When working with decision services, it’s often hard to understand the rationale behind the output for a given prediction. A noteworthy example is the one related to having a decision service for loan approval denying the loan request to a given user. The user would surely like to know the rationale behind such a denial.
Within TrustyAI initiative we developed an optimized implementation of the LIME (aka Local Interpretable Model agnostic explanations) that is well suited for the decision-service scenario (see our preprint). LIME is a widely known algorithm for detecting which input features were mostly responsible for the output of classifiers/regressors/etc.
One key aspect in LIME is to meaningfully perturb the original input features in order to generate close yet reasonable copies of the input data to pass to the AI model/decision service. Such perturbed copies are used to build a surrogate (linear) model which will lead to the generation of the final feature scores.
One of the difficulties of extending the original LIME implementation to the decision service scenario has been to deal with missing training data. In fact, LIME leverages training data that has been used to train a classifier (for instance) in order to decide how to perturb the numerical features. In particular it uses training data points to decide which reasonable value a perturbed numerical feature might have.
Let’s imagine to have the loan approval request having a bunch of features, one of them is the number of people in the family of the person making the loan request. Of course valid numbers for such a value would be 1, 2, 3, 4, etc., not -1 nor 0.123 or 10000.
In a common machine learning scenario by passing through existing values of such a feature within the training set, it would be clear that good values would be integers bigger than 1, and rarely bigger than 20. However in the decision service scenario we cannot make any such assumption, as the decision service could be anything (a proper black-box) from a rule based engine to a neural network. Additionally the training data, even if originally available, might not be available at the time when the explanation is requested.
In order to address this concern the TrustyAI implementation of LIME has originally started with a simple solution: to generate new values for a given numerical feature, sample values from a standard normal distribution centered around the original feature value. For example, if the original feature value were 3 (in red), we could sample points below the bell curve in the following graph:
Here the sampled values (in white) would have values of 2.7, 3.2 and 3.3. The problem with these samples is that they are not meaningful for "numbers of people in the family", there are either 2 or 3, not 2.7 persons.
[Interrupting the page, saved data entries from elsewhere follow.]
PR #5742, opened 2020-05-09
Persistent MASBackgrounds and MASWeather

multimokia:
*Remember those old creepy test BGs from when we tested the original BG Framework PR? It's time to see them again...*

## Changes:
- `MASWeather`s and `MASBackground`s are now persistent, stored in `persistent._mas_current_weather` and `persistent._mas_current_background` respectively
- BG Change topic is now unlocked and properly locks/unlocks if there's at least two available backgrounds
- Changed the dockstat loop to use the preloop label properly, which also sets weather for when out of the room

## Testing:
- Verify that weather is now persistent
- Using the testcase bg set, verify BGs are now persistent
- Verify that changing bgs still keeps weather consistent
- Verify dockstat loop still works properly (both returning Monika before opening MAS and after)
- Verify that if the current persistent background is locked, if you say goodbye and reload, you're back in the spaceroom
- Verify that if the current persistent weather is not initialized, the weather returns to def when loading in.
- Verify no crashes

### DIFF
--- a/Monika After Story/game/zz_backgrounds.rpy
+++ b/Monika After Story/game/zz_backgrounds.rpy
@@ -1,6 +1,10 @@
 #Here's where we store our background data
 default persistent._mas_background_MBGdata = {}
 
+#Store the persistent background
+#Defaults to def (spaceroom)
+default persistent._mas_current_background = "def"
+
 #START: Class definition
 init -10 python:
 
@@ -312,7 +316,6 @@ init -20 python in mas_background:
 
 #START: BG change functions
 init 800 python:
-
     def mas_setBackground(_background):
         """
         Sets the initial bg
@@ -328,7 +331,7 @@ init 800 python:
         mas_current_background = _background
         mas_current_background.entry(old_background)
 
-    def mas_changeBackground(new_background, by_user=None):
+    def mas_changeBackground(new_background, by_user=None, set_persistent=False):
         """
         changes the background w/o any scene changes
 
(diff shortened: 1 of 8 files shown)


Monika After Story/game/zz_backgrounds.rpy
```diff
@@ -328,7 +331,7 @@ init 800 python:
         mas_current_background = _background
         mas_current_background.entry(old_background)
 
-    def mas_changeBackground(new_background, by_user=None):
+    def mas_changeBackground(new_background, by_user=None, set_persistent=False):
```
ThePotatoGuy, line 334: doesnt look like you use `set_persistent` in here.

Monika After Story/game/zz_backgrounds.rpy
```diff
@@ -337,21 +340,40 @@ init 800 python:
...
 
         mas_current_background.exit(new_background)
         mas_setBackground(new_background)
 
+    def mas_startupBackground():
+        """
+        Sets up the spaceroom to start up in the background you left in if it is unlocked and still exists
+        """
+        if (
+            persistent._mas_current_background in store.mas_background.BACKGROUND_MAP
```
ThePotatoGuy, line 359: what is the plan if `persistent._mas_current_background` is invalid? does it get reset to a valid value somewhere else?

Monika After Story/game/zz_backgrounds.rpy
```diff
@@ -337,21 +340,40 @@ init 800 python:
...
+
     #Just set us to the normal room here
     mas_current_background = None
     mas_setBackground(mas_background_def)
 
     #Make sure the bg selector is only available with at least 2 bgs unlocked
     if mas_background.getUnlockedBGCount() < 2:
         mas_lockEVL("monika_change_background","EVE")
+    else:
+        mas_unlockEVL("monika_change_background", "EVE")
```
ThePotatoGuy, line 376: bg selector topic locking/unlocking should happen in `ch30_reset` instead, in case a late update script/submodl/delayed action/etc makes a change beyond init level 800.

Monika After Story/game/zz_weather.rpy
```diff
@@ -780,14 +779,42 @@ init 800 python:
...
+    def mas_startupWeather():
+        """
+        Runs a weather startup alg, checking whether or not persistent weather should be used
+        Sets weather accordingly
+        """
+        #If the current bg doesn't support weather, we'll just return
+        if store.mas_current_background.disable_progressive:
+            return
+
+        elif not store.mas_weather.force_weather and not store.skip_setting_weather:
```
ThePotatoGuy, line 803: the if above returns so dont need to elif this.

in fact since I don't see any other code in the same line as this elif, the inverse of this condition can just be added to the starting if statement.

While training data might not be available, decision services are often used over time on a number of different inputs. We could use those past predictions and a technique from statistics called bootstrap to calculate more accurate parameters for the Gaussian distribution. With bootstrap you sample (with replacement) many times to obtain statistical measures like mean, standard deviation over bootstrapped samples that can be used to generate a better suited normal distribution.
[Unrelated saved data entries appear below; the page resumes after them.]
PR #5748, opened 2020-05-09
Auto dark mode based on day cycle

Legendkiller21:
~~Currently the auto mode of dark mode checks the current filter to determine which mode it should use. The issue is that, because the filter progression has to happen in the `spaceroom` label, auto mode doesn't work in the main menu and in the open door greeting.~~

~~This changes the auto mode and makes it check the current day cycle instead.~~

This adds a `mas_progressFilter` in the initial label of the open door greeting to update the filter and make the greeting use the correct styles when dark mode's auto mode is enabled.

## Testing:
- Verify that the proper styles are used in open door greeting when auto mode is enabled
- Verify that auto mode still works
- Verify no crashes

### DIFF
--- a/Monika After Story/game/screens.rpy
+++ b/Monika After Story/game/screens.rpy
@@ -1249,7 +1249,7 @@ screen preferences():
                         action [Function(mas_darkMode, persistent._mas_dark_mode_enabled), Function(mas_settings._dark_mode_toggle)]
                         selected persistent._mas_dark_mode_enabled
                     textbutton _("UI: D/N Cycle"):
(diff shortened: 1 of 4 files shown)


ThePotatoGuy:
I'm not too concerned about this, but this would effectively mean UI may not match BG/sprites in some circumstances.

Have you tried calling `mas_progressFilter` in the workflows where UI is shown before spaceroom is called? You would need to pass in True for the `scene_change` param in spaceroom if appropriate.

Also main menu not having dark UI is not really an issue. That menu is not accessible beyond first launch.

This way we obtain more samples, some of them might be meaningful (red ones), some of them might not. This partially solves the problem since many (white) points are still hardly likely in reality.
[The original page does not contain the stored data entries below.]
PR #5750, opened 2020-05-09
Restrict bad/awk names for the name_input screen

Booplicate:
We don't allow to input those in the change name topic, why don't we ban them in this screen, too?
If the player enters a bad/awk name, Chibika will pop up and ask to use a more appropriate name
### Testing:
* Make sure that when start w/o importing the data from DDLC, you're not allowed to name yourself one of bad/awk names
* The dialogue looks good
* The animation looks good

### DIFF
--- a/Monika After Story/game/screens.rpy
+++ b/Monika After Story/game/screens.rpy
@@ -666,9 +666,22 @@ style quick_button_text_dark:
 ## This screen is included in the main and game menus, and provides navigation
 ## to other menus, and to start the game.
 
-init python:
+init 4 python:
     def FinishEnterName():
-        if not player: return
+        global player
+
+        if not player:
+            return
+
+        if (
+            mas_bad_name_comp.search(player)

In order to filter out the bad points, we observe that the decision service is more confident when it make predictions with "likely" inputs. So, given the samples generated with bootstrap, we calculate the confidence of the decision service (regardless of the actual decision output). The confidence defines how much "confident" is the service in the output decision. So we plot the confidence of inputs having each of the generated data points.
We can pick an area in the plot where confidence is above high (e.g. above the mean confidence value), and only pick those samples whose confidence fall in that area.
This leads to less but more likely points, which in turn will generate more pertinent perturbations and therefore better explanations for the decision service at hand.
In our example the final list of generated samples still contains a couple of unlikely points (3.9, 4.1) while the other points are likely values for our "number of persons in the family" feature (0, 1, 3, 5, 6).
If you’re curious about the technical details of the implementation you can check the related PR within the kogito-apps repository.